20 Hq and wild-type animals. Fluoro-Jade B detects degenerating neurites specifically located within the fibre tracts (white arrows). Scale bar = 100µm. (B) Quantitative analysis of the number of GFAP-, S100β- and NeuN-immunoreactive cells in the caudate-putamen from Hq and wild-type mice at 2, 4 and 6 months of age. Bars represent the mean ± standard deviation. Asterisks indicate significant differences between the Hq group and the wild-type group (**, p<0.01, and ***, p<0.001 by 2-way analysis of variance with the Bonferroni correction).

Figure 6: Fluoro-Jade B labelling in the somatosensory and motor cortical regions, in the globus pallidus and in the deep cerebellar nuclei in Hq mutant mice at 4 months of age. Degenerating

neurons and processes are detected in the deep layers of the motor cortex and the somatosensory cortex from Hq mutant mice at 4 months (arrows). Degenerating neurites are detected in the globus pallidus and in the deep cerebellar nuclei at the same age (arrows). Scale bar = 20µm.

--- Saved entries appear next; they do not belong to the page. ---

PR #7104, opened 2023-04-02
Fix `data.num_edges` for `torch.sparse.Tensor`

### LINKED ISSUE #7103: `data.num_edges` is 0 when using native PyTorch sparse tensor
### 🐛 Describe the bug

When using the native PyTorch sparse tensor for representing the adjacency matrix, the number of edges reported by the `Data` object is always zero. The following code reproduces the issue:

```python

transform = T.ToSparseTensor(layout=torch.sparse_csr)
dataset = Planetoid("Planetoid", name="Cora", transform=transform)
data = dataset[0]
print(data.num_edges)
```

### Environment

* PyG version: 2.3.0
* PyTorch version: 2.0.0
* OS: Linux (Debian)
* Python version: 3.10.9

sisaman:
Fixes zero `num_edges` when using native PyTorch sparse tensor (#7103).

### DIFF
--- a/torch_geometric/data/storage.py
+++ b/torch_geometric/data/storage.py
@@ -418,6 +418,8 @@ class EdgeStorage(BaseStorage):
         for value in self.values('adj', 'adj_t'):
             if isinstance(value, SparseTensor):
                 return value.nnz()
+            elif isinstance(value, Tensor) and (value.is_sparse or value.is_sparse_csr):
+                return value._nnz()
         return 0
 
     @property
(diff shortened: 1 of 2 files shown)


torch_geometric/data/storage.py
```diff
@@ -418,6 +418,9 @@ def num_edges(self) -> int:
         for value in self.values('adj', 'adj_t'):
             if isinstance(value, SparseTensor):
                 return value.nnz()
+            elif isinstance(value, Tensor) and (value.is_sparse
```
EdisonLeeeee, line 421: Can we use `torch_geometric.utils.is_torch_sparse_tensor` instead?

EdisonLeeeee (commented):
Thank you for catching!

rusty1s (approved):

PR #9335, opened 2024-05-19
Added optional `attr` argument to `BaseData.snapshot` method

### LINKED ISSUE #9333: Add optional `attr` argument to `BaseData.snapshot` method
### 🛠 Proposed Refactor

The `snapshot` method of a PyG `dataset` currently requires that the temporal attribute data is stored as `dataset.time`.

The method supports [both node- and edge-level]() temporal attributes. However, some datasets may include both node- and edge-level temporal data under distinct keys (e.g., `time` and `edge_time`), and there is currently no way to specify it.

Moreover, the result of `snapshot` when passing a node-level or edge-level data is different; the first returns a `dataset` object with filtered node data only, while the latter returns filtered edge data only, therefore fulfilling different use cases.

In order to avoid having to modify the `dataset.time` object on e.g. datasets with both attributes, PyG should IMHO ideally support receiving an `attr` argument that allows to specify the name of the attribute key in which the data is stored.

`...`

nelsonaloysio:
Fixes #9333.

### DIFF
--- a/torch_geometric/data/storage.py
+++ b/torch_geometric/data/storage.py
@@ -370,18 +370,20 @@ class BaseStorage(MutableMapping):
         self,
         start_time: Union[float, int],
         end_time: Union[float, int],
+        attr: str = 'time',
     ) -> Self:
-        if 'time' in self:
-            mask = (self.time >= start_time) & (self.time <= end_time)
+        if attr in self:
+            mask = getattr(self, attr)
+            mask = (mask >= start_time) & (mask <= end_time)
 
-            if self.is_node_attr('time'):
+            if self.is_node_attr(attr):
                 keys = self.node_attrs()
-            elif self.is_edge_attr('time'):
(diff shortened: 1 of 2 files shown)


torch_geometric/data/storage.py
```diff
@@ -370,18 +370,20 @@ def snapshot(
         self,
         start_time: Union[float, int],
         end_time: Union[float, int],
+        attr: str = 'time',
     ) -> Self:
-        if 'time' in self:
-            mask = (self.time >= start_time) & (self.time <= end_time)
+        if attr in self:
+            mask = getattr(self, attr)
+            mask = (mask >= start_time) & (mask <= end_time)
```
rusty1s, line 377:
```suggestion
            time = self[attr]
            mask = (time >= start_time) & (time <= end_time)
```

rusty1s (approved):

PR #9394, opened 2024-06-05
 [FutureWarning] Fixing the warning that appears when calling the constructor of the `LogisticRegression` class

drivanov:
The following warning, which appeared in three tests, has been fixed:
```
/usr/local/lib/python3.10/dist-packages/sklearn/linear_model/_logistic.py:1247: FutureWarning: 'multi_class' was 
deprecated in version 1.5 and will be removed in 1.7. From then on, it will always use 'multinomial'. Leave it to 
its default value to avoid this warning.
```


rusty1s (approved):
Nice :)

PR #9397, opened 2024-06-06
Make train/val/test splits disjoint sets in RandomLinkSplit

mk-61:
It seems train split is erroneously used instead of validation split, and also I don't understand what `train_val_edges` variable is used for. So this PR is an attempt to fix this.
But some other tests are failing, so consider this as WIP, for now...


mk-61:
Right, makes sense, thanks for clarification!

PR #9402, opened 2024-06-06
Add pure SSG with no lin

Kh4L:
Recent work in link prediction tasks (e.g., https://arxiv.org/abs/2007.00970) has shown the need for a pure GCN convolution, without applying any linearity to the output. This PR modifies the existing `SGConv` to support GCN convolution.


Kh4L:
Closing after offline convo w @rusty1s : https://pytorch-geometric.readthedocs.io/en/latest/generated/torch_geometric.nn.conv.LGConv.html exists

PR #9445, opened 2024-06-22
Fix minor issues with `ogbn_papers_100m` example

devanshamin:
### Issues
- Missing `num_workers`. 
- `epoch` passed to the `train` function that doesn't accept any arguments. 
### Fix
- Renamed `workers` to `num_workers`.
- Removed the `epoch` argument.


akihironitta (approved):
Nice catch! Congrats on your first contribution to PyG! 🎉

PR #9461, opened 2024-06-26
Fix `ConfigMixin.from_config` when config is of type `dict`

akihironitta:


akihironitta:
No need for a changelog entry as `ConfigMixin` hasn't been included in any release yet.

test/test_config_mixin.py
```diff
@@ -68,3 +68,36 @@ def test_config_mixin() -> None:
...
+
+    cfg = asdict(cfg)
+
+    model = Module.from_config(cfg)
+    assert isinstance(model, Module)
+    assert model.x == 0
+    # TODO: Support recursively restoring objects when cfg is dict.
+    # assert isinstance(model.data, Dataclass)
+    # assert model.data.x == 1
+    # assert model.data.y == 2
```
akihironitta, line 80: Haven't taken a deeper look, but ideally we'd want to support recursively restoring objects.

rusty1s (approved):

PR #9471, opened 2024-06-30
Add retailhero and movielens25 bipartite networks with causal parameters

geopanag:
I would like to add two new bipartite networks in PyG.
One is based on the RetailHero (https://ods.ai/competitions/x5-retailhero-uplift-modeling/data) (users-buy-products) with causal outcomes and interventions from a marketing campaign,  and the other is based on MovieLens25 (https://grouplens.org/datasets/movielens/25m/) (movies-ratedby-users) with observational causal parameters .

I use them to test a GNN for causal outcome prediction in https://hal.science/hal-04601553/document ( ECMLPKDD 2024 ) and I believe they re useful for this line of research.

### DIFF
--- a/test/datasets/test_movielens25.py
+++ b/test/datasets/test_movielens25.py
@@ -1,0 +1,16 @@
+from torch_geometric.testing import onlyFullTest, onlyOnline
+
+
+@onlyOnline
+@onlyFullTest
+def test_movielens25(get_dataset):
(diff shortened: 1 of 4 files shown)


geopanag:
Since there 's been some time can I ask, I am not sure if I should make any corrections e.g. for the changelog and typehints, or I should first wait for the CR. Are these checks blocking the CR?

Figure 7: Electron microscopy micrographs of the thalamic, cerebellar and striatal regions in Hq mutant mice at 2, 4 and 6 months of age. Neurons from the ventro-postero-lateral area of the

thalamus (Th), the cerebellar granule cells (GCL), the Purkinje cells (Pkj) and the Caudate-Putamen (CPu) show swollen degenerating mitochondria in all cell types. Insets depict higher magnifications of boxed areas. Most neurons examined harboured degenerating mitochondria even at 2 months of age (white arrows). Scale bar = 0.5µm.